Saímos do reino e fomos para floresta que ficava do lado de fora. Apenas os dois,
estava frio e a lua iluminava ela como se fosse o centro das atenções na terra.
Várias arvores rodeavam nossa existência física. Anuar parou de andar quando
chegamos no centro da floresta.
– Você está pronta? – Perguntou ele.
– Sim! – Respondi animada, pois já sabia o que vinha a seguir. Meu irmão era o
único iniciado do reino Ovimbundu e apenas ele podia praticar magia. Eu tinha o
privilégio de ver isso de perto algumas vezes, coisa que muitos habitantes do reino
jamais sonharam em ver.
– O mundo é feito de vibrações. – Disse Anuar depois de esfregar suas mãos uma
na outra. – Cada vibração corresponde a um Nkisi. Os Nkisis trabalham sobre a
autoridade de Nzambi, Nzambi está em tudo, está no ar, no mar, nos rios, na
chuva, na terra e... – Colocou a palma da mão direita sobre o tronco de uma arvore.
– Na selva!
Seu sinal no olho esquerdo começou a ganhar vida, com um brilho esverdeado
sobre ele. Mas não apenas o sinal em seu olho esquerdo, a arvore em que ele tocava
também.
– Nkuvu! – Disse Anuar em sussurros. – Senhor das florestas. Que seu poder flua
sobre mim!
A arvore começou a se mover, os galhos ganharam vida e rodearam meu corpo por
completo, vi uma outra arvore ganhar vida e se mover no meu lado esquerdo, outra
no direito, outra atrás de mim e por fim vi toda floresta ganhar vida. Meus olhos
brilhavam mais que o sinal no olho de Anuar. Eu estava totalmente encantada com
aquilo, eu queria poder dominar a floresta desta forma. Era surreal e único.
– Como você sabe quando a magia vai fluir? – Perguntei ainda encantada com a
floresta viva a minha volta.
– Quando você passa pelo ritual e se torna um iniciado, você não treina. A coisa
apenas acontece, o Nkisi fica ligado a ti. E se comunica com você. – Anuar viu o
encanto em meu rosto e de repente seu tom bem-humorado mudou.
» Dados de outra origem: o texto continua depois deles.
PR #1002, opened 2021-11-10
Dup no longer inherits FD_CLOEXEC

### LINKED ISSUE #503: filesystem dup() needs to have different flag on duplicate than the original
When a filesystem handle is duplicated it uses a reference count on the whole object and so both copies of the handle can be used interchangeably. This is the defined behavior of dup().
Unfortunately there is one omission in the current implementation to do with the close-on-exec (FD_CLOEXEC) flag. This flag should be turned off in the duplicated file handle.
The current file object can stay mostly the same, but it needs to be wrapped by another object that points to the original refcounted object. Then a new field in the outer layer needs to track if the FS_CLOEXEC flag is set or not, such that in dup this flag can be reset.
This needs to be fixed in all three filesystems (ramfs, ext2 and hostfs)

Sahakait:
closes #503 

Moved shared file objects to `myst_file_shared` in ramfs and ext2fs. `myst_file` is now a file descriptor level object, allowing each dup'd file descriptor to have its own file descriptor flag (currently only FD_CLOEXEC).

### DIFF
--- a/ext2/ext2.c
+++ b/ext2/ext2.c
@@ -45,7 +45,7 @@ struct ext2_dir
 
 #define FILE_MAGIC 0x0e6fc76762264945
 
-struct myst_file
+struct myst_file_shared
 {
     uint64_t magic;
     ext2_ino_t ino;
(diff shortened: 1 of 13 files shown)


paulcallen (approved):

paulcallen:
looks good. Thanks for adding the test.

PR #1011, opened 2021-11-11
Fix a couple of PTY bugs

jxyang:

### DIFF
--- a/kernel/ramfs.c
+++ b/kernel/ramfs.c
@@ -2326,6 +2326,15 @@ static int _fs_ioctl(
             ret = devfs_get_pts_id(file, id);
             break;
         }
+        case TCGETS:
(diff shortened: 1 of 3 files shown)


kernel/ramfs.c
```diff
@@ -2326,6 +2326,15 @@ static int _fs_ioctl(
             ret = devfs_get_pts_id(file, id);
             break;
         }
+        case TCGETS:
+        case TCSETS:
+        case TCSETS + 1:
```
mingweishih, line 2331: any reason why not using TCSETSW / TCSETF directly?

jxyang: I don't think those are defined in MUSL.

mingweishih (approved):

PR #1013, opened 2021-11-12
[do not merge] Add /proc/sys/kernel/pid_max

RRathna:
The file /proc/sys/kernel/pid_max is required for ltp tests for syscall sched_getparam, sched_getscheduler and sched_setscheduler to function correctly. 

To cycle pids, introduced a 4096 byte bitmap to track pid/tids in use. The pid/ tid are assigned starting from 100 in increments of 1, and set the bit corresponding to the pid/tid on the bitmap. Concurrently, when a thread has finished execution, the bit corresponding to pid/ tid is unset in bitmap. When pid_max is reached, the bitmap is checked for the first unset bit starting from value 104.

### DIFF
--- a/include/myst/thread.h
+++ b/include/myst/thread.h
@@ -29,6 +29,13 @@
 /* Typical default value in host operating system's /proc/sys/kernel/pid_max */
 #define MYST_PID_MAX 0x8000
 
+/*
+ * Bitmap to track pids in use. If bit 'n' (starting from 0) is set, then pid
+ * 'n' is assigned to an active process or thread. When cycling, we cycling pid
+ * between [104, 32677].
+ */
+extern uint8_t myst_bitmap_pid[4096];
+
 /* this signal is used to interrupt threads blocking on host in syscalls */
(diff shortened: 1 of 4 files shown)


include/myst/thread.h
```diff
@@ -29,6 +29,13 @@
 /* Typical default value in host operating system's /proc/sys/kernel/pid_max */
 #define MYST_PID_MAX 0x8000
 
+/*
+ * Bitmap to track pids in use. If bit 'n' (starting from 0) is set, then pid
+ * 'n' is assigned to an active process or thread. When cycling, we cycling pid
+ * between [104, 32677].
+ */
+MYST_UNUSED static uint8_t bitmap_pid[4096] = {0};
```
paulcallen, line 37: this is wrong. This should be a global variable in something like thread.c itself, not defined in the header. This is adding this arrary to every source file that includes thread.h which is cauing a lot of bloat.
By all means make this an extern variable in the header, but only define it once.

paulcallen (changes requested):

paulcallen (approved):

radhikaj:

PR #1014, opened 2021-11-12
Add tcall sched_getparam

RRathna:
To test /ltp/testcases/kernel/syscalls/sched_getparam/sched_getparam03 passes with,the file /proc/sys/kernel/pid_max, when added. But that introduces pid/tid cycling and the requirements/need has to be clarified - tracked by #1013

### DIFF
--- a/include/myst/thread.h
+++ b/include/myst/thread.h
@@ -25,6 +25,9 @@
 #define MYST_THREAD_MAGIC 0xc79c53d9ad134ad4
 #define MYST_MAX_MUNNAP_ON_EXIT 5
 
+/* Typical default value in host operating system's /proc/sys/kernel/pid_max */
+#define MYST_PID_MAX 0x8000
+
 /* this signal is used to interrupt threads blocking on host in syscalls */
 #define MYST_INTERRUPT_THREAD_SIGNAL (SIGRTMIN + 1)
 
--- a/kernel/sched.c
+++ b/kernel/sched.c
@@ -1,0 +1,49 @@
+// Copyright (c) Microsoft Corporation.
+// Licensed under the MIT License.
+
+#include <errno.h>
+#include <sched.h>
+#include <string.h>
+#include <syscall.h>
+#include <unistd.h>
+
+#include <myst/eraise.h>
+#include <myst/errno.h>
+#include <myst/kernel.h>
+#include <myst/thread.h>
+
+long myst_syscall_sched_getparam(pid_t pid, struct sched_param* param)
+{
+    long ret = 0;
+    long params[6] = {0};
+
+    if (pid < 0)
+        ERAISE(-EINVAL);
+    else if (pid >= MYST_PID_MAX)
+        ERAISE(-ESRCH);
+
+    if (!param || !myst_is_addr_within_kernel(param))
+    {
+        ERAISE(-EFAULT);
+    }
+
+    memset(param, 0, sizeof(struct sched_param));
+
+    if (pid == 0)
+        params[0] = (long)pid;
+    else
+    {
+        /* We need to send the target pid to the tcall */
+        myst_process_t* process = myst_find_process_from_pid(pid, true);
+        if (process)
+            params[0] = (long)process->main_process_thread->target_tid;
+        else
+            ERAISE(-ESRCH);
+    }
+    params[1] = (long)param;
+
+    ret = myst_tcall(SYS_sched_getparam, params);
+
+done:
+    return ret;
+}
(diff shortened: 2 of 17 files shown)


include/myst/thread.h
```diff
@@ -24,6 +24,7 @@
 
 #define MYST_THREAD_MAGIC 0xc79c53d9ad134ad4
 #define MYST_MAX_MUNNAP_ON_EXIT 5
+#define MYST_PID_MAX 0x8000
```
paulcallen, line 27: where did this magic number come from? Is this really the case? If more than this number of processes is created will it fail?

kernel/sched.c
```diff
@@ -0,0 +1,46 @@
...
+
+    if (pid < 0)
+        ERAISE(-EINVAL);
+    else if (pid >= MYST_PID_MAX)
+        ERAISE(-ESRCH);
+
+    if (param && !myst_is_addr_within_kernel(param))
+    {
+        ERAISE(-EFAULT);
+    }
```
paulcallen, line 27: if it exists and is valid memory please please memset here to zero

tests/ltp/ramfs_tests_other_errors.txt
```diff
@@ -558,7 +558,6 @@
 /ltp/testcases/kernel/syscalls/sched_get_priority_min/sched_get_priority_min02
 /ltp/testcases/kernel/syscalls/sched_getaffinity/sched_getaffinity01
 /ltp/testcases/kernel/syscalls/sched_getattr/sched_getattr02
-/ltp/testcases/kernel/syscalls/sched_getparam/sched_getparam01
 /ltp/testcases/kernel/syscalls/sched_getparam/sched_getparam03
```
paulcallen, line 561: what is to stop test 03 from being enabled too?

tools/myst/myst.edl
```diff
@@ -123,7 +135,13 @@ enclave
             uint64_t self_event,
             [in] const struct myst_timespec* timeout);
 
-        long myst_sched_yield_ocall();
+        long myst_sched_yield_ocall()
+            transition_using_threads;
+
+        long myst_sched_getparam_ocall(
+            pid_t pid,
+            [out] struct myst_sched_param* param)
```
paulcallen, line 143: why can this not be just `struct sched_param`? You can include the correct header in the top of the file I believe?

paulcallen (commented):
looking good. A few comments/questions though

tests/ltp/ramfs_tests_other_errors.txt
RRathna: test /ltp/testcases/kernel/syscalls/sched_getparam/sched_getparam03 passes with the file /proc/sys/kernel/pid_max (can verify by applying changes in PR - #1013). But this PR still needs to address tid cycling as noted by comment in threads.c. Once we figure that out, we can enable it too.

tools/myst/myst.edl
RRathna: I tried adding #include "sched.h", "myst/sched.h" and "sys/sched.h" and none of them worked as expected. Do you know the right header?

kernel/sched.c
RRathna: I memset param to 0 here - https://github.com/RRathna/mystikos/blob/41d8e8da122231c9c50f3a4e1044de3e9f3e6ea9/crt/sched.c#L10-L11, should I move it here?

include/myst/thread.h
RRathna: On the host /proc/sys/kernel/pid_max is set to 32678 (0x8000) and I thought keeping the lowest possible would be a good place to start. Currently we don't have a solution for wraping around for tid/pids once the pid_max is reached (reason why #1013 is a draft).

From man proc - 
/proc/sys/kernel/pid_max (since Linux 2.5.34)
              This file specifies the value at which PIDs wrap around
              (i.e., the value in this file is one greater than the
              maximum PID).  PIDs greater than this value are not
              allocated; thus, the value in this file also acts as a
              system-wide limit on the total number of processes and
              threads.  The default value for this file, 32768, results
              in the same range of PIDs as on earlier kernels.  On
              32-bit platforms, 32768 is the maximum value for pid_max.
              On 64-bit systems, pid_max can be set to any value up to
              2^22 (PID_MAX_LIMIT, approximately 4 million).

kernel/sched.c
paulcallen: I know! But the kernel trusts no one so needs to be done here.

tests/ltp/ramfs_tests_other_errors.txt
paulcallen: thanks.

tools/myst/myst.edl
paulcallen: man page suggests just `#include <sched.h>`

include/myst/thread.h
paulcallen: ok. If this is going to be handled properly in the other PR then I will accept that. Can you put a comment in here that this is the typical default used in the host operating system.

tools/myst/myst.edl
RRathna: Tried, didn't work either..

paulcallen (approved):

Issue #880, opened 2021-10-07
exit() called from child pthread causes different exit status in Mystikos vs Linux


vtikoo:
If a child thread calls `exit(num)`, Linux shuts down the process with exit status `num`. On Mystikos, the parent receives a SIGKILL(signum 9) from the exit of the child pthread, and the process returns an exit status of 137(128 + SIGKILL).

Sample program reproducing this issue -

```C
#include <pthread.h>
#include <stdio.h>
#include <stdlib.h>

void* thread_func(void* args)
{
    exit(0);
}

int main()
{
    pthread_t child;
    pthread_create(&child, NULL, thread_func, NULL);
    pthread_join(child, NULL);
    printf("Parent exiting.\n");
    return 0;
}
```

PR #1016, opened 2021-11-13
Setting process status not atomic and set once

paulcallen:
it is set atomically between SYS_exit, SYS_exit_group and a terminating
signal.
On top of this, SYS_exit_group now terminates the current thread in the
same way that SYS_exit does.

### DIFF
--- a/kernel/signal.c
+++ b/kernel/signal.c
@@ -278,6 +278,19 @@ static long _default_signal_handler(unsigned signum)
     myst_process_t* process = myst_process_self();
     myst_thread_t* process_thread = process->main_process_thread;
 
+    bool process_status_set = false;
+    if (__atomic_compare_exchange_n(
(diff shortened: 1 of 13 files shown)


paulcallen:
fixes #880

kernel/signal.c
```diff
@@ -278,6 +278,19 @@ static long _default_signal_handler(unsigned signum)
...
+    bool process_status_set = false;
+    if (__atomic_compare_exchange_n(
+            &process->exit_status_signum_set,
+            &process_status_set,
+            true,
+            false,
+            __ATOMIC_RELEASE,
+            __ATOMIC_ACQUIRE))
+    {
+        process->exit_status = 128 + signum;
```
mikbras, line 290: Too bad there isn't a macro for this 128 value.

mikbras (approved):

Talvez seja
porque finalmente notou que aquilo me estava a encantar demais e aumentaria
minha sede de participar no ritual, fechou o punho e a floresta voltou ao seu estado
estático.
– Logo agora que eu estava a viajar em mim mesma?
– Precisamos voltar pra casa, isso foi um erro.
– O quê?!
– Vamos logo!
Não voltei a reclamar pois seria inútil, então, decidi me retirar junto dele rumo ao
interior do Reino Ovimbundu.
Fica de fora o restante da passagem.